*PROBLEM TO WORK ON*
Please show all lines of the records that include "found".

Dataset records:
________________________

PR #332, opened 2021-05-11
Default output in awiesm

pgierz:
There has always been ongoing discussion regarding the "default output".

At least for AWI-ESM, the department internal recommendation is to set the following in `namelist.echam`:

```fortran
&runctl
    ...
    default_output = .true.
    ...
/
```
To avoid me needing to fix that by hand for each of the students, it could be default (at least for AWIESM). Clever people can turn it back off again.


dbarbi:
will merge this by hand now

Issue #335, opened 2021-05-14
fesom2 warning namelist.diag somepath pool data not found 


chrisdane:
Hi

**Describe the bug**
Running
```
cd ~/esm/runscripts
esm_runscripts fesom2-mistral-initial-monthly.yaml -e test -c
```
yields the warnings
```
WARNING: File not found: /mnt/lustre01/pf/a/a270073/esm/esm_tools/namelists/fesom2/namelist.diag
WARNING: File not found: /work/ab0246/a270073/out/fesom-2.0/test/run_20010101-20010131/config/fesom/namelist.diag
MISSING FILES:

- missing source: /mnt/lustre01/pf/a/a270073/esm/esm_tools/namelists/fesom2/namelist.diag
- missing target: /work/ab0246/a270073/out/fesom-2.0/test/run_20010101-20010131/config/fesom/namelist.diag

- missing source: /work/ab0246/a270073/out/fesom-2.0/test/run_20010101-20010131/config/fesom/namelist.diag
- missing target: /work/ab0246/a270073/out/fesom-2.0/test/run_20010101-20010131/work/namelist.diag

- missing source: somepath
- missing target: opbndpath (from namelist.config in FESOM)

- missing source: /pool/data/AWICM/FESOM2/hydrography/
- missing target: climatedatapath (from namelist.config in FESOM)

- missing source: /pool/data/AWICM/FESOM2/forcing/
- missing target: forcingdatapath (from namelist.config in FESOM)

- missing source: somepath
- missing target: tideforcingpath (from namelist.config in FESOM)
```

**To Reproduce**
```
cd ~/esm/runscripts
esm_runscripts fesom2-mistral-initial-monthly.yaml -e test -c
```

**Expected behavior**
No warnings.

**System (please complete the following information):**
 - Supercomputer: mistral
 - Version

| package_name        | version   | file                                                          | branch   | tags   |
|---------------------|-----------|---------------------------------------------------------------|----------|--------|
| esm_analysis        | 0.3.0     | /mnt/lustre01/pf/a/a270073/.local/lib/python3.6/site-packages |          |        |
| esm_archiving       | 0.1.0     | /mnt/lustre01/pf/a/a270073/.local/lib/python3.6/site-packages |          |        |
| esm_calendar        | 5.0.0     | /mnt/lustre01/pf/a/a270073/.local/lib/python3.6/site-packages |          |        |
[...]

PR #337, opened 2021-05-17
namelist.diag removed from fesom-2.0.yaml

mandresm:
Solves #335 

@koldunovn , could you please confirm that `namelist.diag` is not anymore need it in FESOM version `2.0`?


koldunovn:
@ yes I can confirm that, at least for stand alone version. I also don't think it's something needed for the coupled, but I would double check with @JanStreffing

koldunovn (approved):

JanStreffing:
There is no additional use of namelist.diag for AWI-CM3.

PR #342, opened 2021-05-18
fix(awiesm): salt restoring should be off in coupled mode

pgierz:
After checking with @dsidoren and @koldunovn, the default switch for coupled mode in AWIESM should be **off**. 

Relevant FORTRAN namelist setting:
```
&oce_tra
    surf_relax_s = 0
```

This PR sets that as a default for AWI-ESM 2.1 and AWI-ESM 2.2.


dbarbi (approved):

dbarbi:
Will merge this by hand now

PR #348, opened 2021-05-28
fix(fesom2): adds GM parameters based upon selected ALE scheme

pgierz:
Based upon email exchange with Xiaoxu Shi (@xshi-awi), I have included the
recommended GM settings from @dsidoren based upon the user selected ALE scheme. 

Xiaoxu, could you check please if that agrees with your version?  @dbarbi, once
this checks out, can we also include a warning in the MOTD to make sure no one
is running with bad settings?


dbarbi:
will merge this by hand now

PR #349, opened 2021-05-31
fix(awiesm): sets nproca/b to 24/24 and turns off fast rad

pgierz:
We have found that the nproca/b settings of 24/18 yield non-reproducible results. This changes the default to a safer 24/24 variant, and turns off the (as of now) broken fast radiation by setting the number of processors to 0 for the radiation cores


dbarbi:
I will merge this by hand now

________________________

*OUTPUT FOR THIS EXERCISE*
fesom2 warning namelist.diag somepath pool data not found 
WARNING: File not found: /mnt/lustre01/pf/a/a270073/esm/esm_tools/namelists/fesom2/namelist.diag
WARNING: File not found: /work/ab0246/a270073/out/fesom-2.0/test/run_20010101-20010131/config/fesom/namelist.diag
We have found that the nproca/b settings of 24/18 yield non-reproducible results. This changes the default to a safer 24/24 variant, and turns off the (as of now) broken fast radiation by setting the number of processors to 0 for the radiation cores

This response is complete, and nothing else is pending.